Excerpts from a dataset
::::

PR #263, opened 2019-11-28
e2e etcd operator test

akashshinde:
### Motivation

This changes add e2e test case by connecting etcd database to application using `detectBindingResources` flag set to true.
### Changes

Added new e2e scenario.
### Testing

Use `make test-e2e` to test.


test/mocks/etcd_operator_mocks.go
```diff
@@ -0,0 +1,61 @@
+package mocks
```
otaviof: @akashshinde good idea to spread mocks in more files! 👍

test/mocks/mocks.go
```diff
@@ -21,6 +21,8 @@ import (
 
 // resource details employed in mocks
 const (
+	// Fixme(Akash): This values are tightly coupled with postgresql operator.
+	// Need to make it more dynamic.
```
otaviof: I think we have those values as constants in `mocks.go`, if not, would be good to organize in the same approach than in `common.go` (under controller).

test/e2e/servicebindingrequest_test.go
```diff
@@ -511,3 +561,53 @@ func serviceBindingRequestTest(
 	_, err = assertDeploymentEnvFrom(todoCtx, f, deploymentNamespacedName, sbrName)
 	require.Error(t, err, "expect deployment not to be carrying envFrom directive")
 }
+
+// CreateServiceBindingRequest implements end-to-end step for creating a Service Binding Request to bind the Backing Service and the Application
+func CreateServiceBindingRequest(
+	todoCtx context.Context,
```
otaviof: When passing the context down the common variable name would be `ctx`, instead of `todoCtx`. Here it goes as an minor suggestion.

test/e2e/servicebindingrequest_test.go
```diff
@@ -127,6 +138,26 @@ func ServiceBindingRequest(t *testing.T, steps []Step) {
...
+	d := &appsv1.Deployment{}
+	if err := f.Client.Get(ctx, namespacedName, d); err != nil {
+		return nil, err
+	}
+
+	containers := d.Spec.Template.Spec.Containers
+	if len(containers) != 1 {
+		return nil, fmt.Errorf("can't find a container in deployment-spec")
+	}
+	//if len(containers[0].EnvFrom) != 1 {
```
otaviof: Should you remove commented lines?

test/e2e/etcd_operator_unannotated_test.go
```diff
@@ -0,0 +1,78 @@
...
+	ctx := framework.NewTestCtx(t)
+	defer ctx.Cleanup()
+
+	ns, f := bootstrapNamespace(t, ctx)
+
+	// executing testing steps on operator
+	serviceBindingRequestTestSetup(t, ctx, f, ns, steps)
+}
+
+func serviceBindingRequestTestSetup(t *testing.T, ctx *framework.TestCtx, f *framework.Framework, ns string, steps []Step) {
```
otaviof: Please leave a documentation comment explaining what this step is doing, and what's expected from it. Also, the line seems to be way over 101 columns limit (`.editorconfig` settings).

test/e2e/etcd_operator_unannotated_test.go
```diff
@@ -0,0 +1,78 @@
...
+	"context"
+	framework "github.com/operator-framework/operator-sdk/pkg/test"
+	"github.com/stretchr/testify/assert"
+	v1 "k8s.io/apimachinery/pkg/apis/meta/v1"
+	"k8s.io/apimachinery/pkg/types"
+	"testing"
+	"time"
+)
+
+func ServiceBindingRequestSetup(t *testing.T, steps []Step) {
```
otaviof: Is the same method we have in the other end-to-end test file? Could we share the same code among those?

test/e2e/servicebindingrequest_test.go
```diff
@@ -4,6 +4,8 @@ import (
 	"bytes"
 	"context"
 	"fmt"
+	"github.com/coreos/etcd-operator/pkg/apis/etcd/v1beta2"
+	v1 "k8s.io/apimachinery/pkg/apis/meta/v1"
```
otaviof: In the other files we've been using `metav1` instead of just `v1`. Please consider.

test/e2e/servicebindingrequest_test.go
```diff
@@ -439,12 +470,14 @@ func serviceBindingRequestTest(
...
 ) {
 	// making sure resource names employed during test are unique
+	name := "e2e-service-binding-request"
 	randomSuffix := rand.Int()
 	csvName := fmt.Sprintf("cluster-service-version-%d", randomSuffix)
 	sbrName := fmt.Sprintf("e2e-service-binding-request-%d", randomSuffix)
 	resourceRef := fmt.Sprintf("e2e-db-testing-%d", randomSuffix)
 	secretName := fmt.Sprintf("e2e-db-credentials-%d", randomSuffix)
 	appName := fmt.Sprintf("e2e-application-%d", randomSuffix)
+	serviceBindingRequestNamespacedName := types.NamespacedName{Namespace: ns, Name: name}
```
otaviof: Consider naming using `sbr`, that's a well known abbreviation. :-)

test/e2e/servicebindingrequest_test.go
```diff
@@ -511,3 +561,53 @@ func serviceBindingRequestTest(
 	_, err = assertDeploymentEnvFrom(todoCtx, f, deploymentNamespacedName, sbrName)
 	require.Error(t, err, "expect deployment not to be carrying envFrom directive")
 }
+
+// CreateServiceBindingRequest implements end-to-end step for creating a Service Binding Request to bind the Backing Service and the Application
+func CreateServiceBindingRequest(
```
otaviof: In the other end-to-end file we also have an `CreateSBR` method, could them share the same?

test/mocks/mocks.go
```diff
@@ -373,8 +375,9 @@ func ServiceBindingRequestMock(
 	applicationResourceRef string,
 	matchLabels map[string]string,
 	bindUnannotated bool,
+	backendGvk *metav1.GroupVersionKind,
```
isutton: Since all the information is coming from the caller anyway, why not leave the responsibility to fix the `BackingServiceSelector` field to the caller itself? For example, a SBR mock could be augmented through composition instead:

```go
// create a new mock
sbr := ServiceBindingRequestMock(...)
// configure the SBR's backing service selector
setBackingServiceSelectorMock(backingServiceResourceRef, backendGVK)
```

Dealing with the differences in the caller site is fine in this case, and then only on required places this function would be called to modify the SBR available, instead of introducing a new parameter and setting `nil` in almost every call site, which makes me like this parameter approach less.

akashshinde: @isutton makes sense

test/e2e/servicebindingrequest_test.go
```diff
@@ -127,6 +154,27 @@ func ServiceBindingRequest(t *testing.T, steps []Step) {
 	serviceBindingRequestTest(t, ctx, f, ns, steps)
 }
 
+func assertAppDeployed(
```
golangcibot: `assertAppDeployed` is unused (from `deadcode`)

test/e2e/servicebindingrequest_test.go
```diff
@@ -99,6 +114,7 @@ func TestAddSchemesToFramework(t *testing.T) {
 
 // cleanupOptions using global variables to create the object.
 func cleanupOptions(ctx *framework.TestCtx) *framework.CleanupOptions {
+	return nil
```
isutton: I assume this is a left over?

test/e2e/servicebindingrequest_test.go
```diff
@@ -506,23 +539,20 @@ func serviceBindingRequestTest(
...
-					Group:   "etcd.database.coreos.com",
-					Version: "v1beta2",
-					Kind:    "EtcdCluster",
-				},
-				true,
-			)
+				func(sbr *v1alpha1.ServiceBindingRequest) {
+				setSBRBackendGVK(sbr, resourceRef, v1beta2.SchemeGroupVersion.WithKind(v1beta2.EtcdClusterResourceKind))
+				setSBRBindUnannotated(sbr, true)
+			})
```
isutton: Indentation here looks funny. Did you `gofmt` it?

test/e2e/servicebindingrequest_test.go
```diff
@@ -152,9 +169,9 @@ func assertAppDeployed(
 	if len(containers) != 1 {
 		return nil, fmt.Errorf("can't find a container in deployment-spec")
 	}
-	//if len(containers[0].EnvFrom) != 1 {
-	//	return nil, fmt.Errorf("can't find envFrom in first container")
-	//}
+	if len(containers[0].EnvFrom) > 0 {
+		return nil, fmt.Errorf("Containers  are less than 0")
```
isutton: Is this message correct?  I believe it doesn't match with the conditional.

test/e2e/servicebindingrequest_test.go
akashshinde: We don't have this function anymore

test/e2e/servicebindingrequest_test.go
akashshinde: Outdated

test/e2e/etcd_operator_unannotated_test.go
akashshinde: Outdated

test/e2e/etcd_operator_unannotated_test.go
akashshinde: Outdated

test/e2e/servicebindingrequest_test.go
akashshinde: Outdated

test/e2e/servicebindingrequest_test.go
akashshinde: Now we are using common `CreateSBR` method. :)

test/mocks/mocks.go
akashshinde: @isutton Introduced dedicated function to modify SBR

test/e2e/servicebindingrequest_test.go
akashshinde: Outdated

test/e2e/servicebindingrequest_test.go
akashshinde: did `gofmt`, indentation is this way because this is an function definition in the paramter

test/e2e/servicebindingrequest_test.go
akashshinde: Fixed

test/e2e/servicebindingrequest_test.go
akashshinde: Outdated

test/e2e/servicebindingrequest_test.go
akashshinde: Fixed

::::

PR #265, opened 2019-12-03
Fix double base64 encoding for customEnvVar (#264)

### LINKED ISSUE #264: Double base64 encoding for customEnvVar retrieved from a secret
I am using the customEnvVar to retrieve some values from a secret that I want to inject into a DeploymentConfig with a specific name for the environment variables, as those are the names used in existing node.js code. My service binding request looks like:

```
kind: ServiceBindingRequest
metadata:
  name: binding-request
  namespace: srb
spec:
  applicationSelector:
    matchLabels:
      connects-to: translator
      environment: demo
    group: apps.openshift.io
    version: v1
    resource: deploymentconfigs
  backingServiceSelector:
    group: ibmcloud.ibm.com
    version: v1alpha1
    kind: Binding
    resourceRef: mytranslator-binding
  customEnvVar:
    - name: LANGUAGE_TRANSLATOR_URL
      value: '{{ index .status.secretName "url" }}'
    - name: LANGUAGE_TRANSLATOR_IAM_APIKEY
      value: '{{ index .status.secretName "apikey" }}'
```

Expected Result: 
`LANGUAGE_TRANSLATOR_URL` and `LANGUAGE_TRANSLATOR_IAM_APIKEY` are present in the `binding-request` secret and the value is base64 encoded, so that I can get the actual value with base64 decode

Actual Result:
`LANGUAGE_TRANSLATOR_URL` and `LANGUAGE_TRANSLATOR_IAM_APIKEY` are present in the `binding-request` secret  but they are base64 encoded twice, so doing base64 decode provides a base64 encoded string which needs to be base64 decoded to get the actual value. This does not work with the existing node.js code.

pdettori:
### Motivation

::::

> [TASK OBJECTIVE]:
In how many lines of the entries does "encoding" appear? Reply with only the number.

> [RESPONSE TO THE TASK]:
2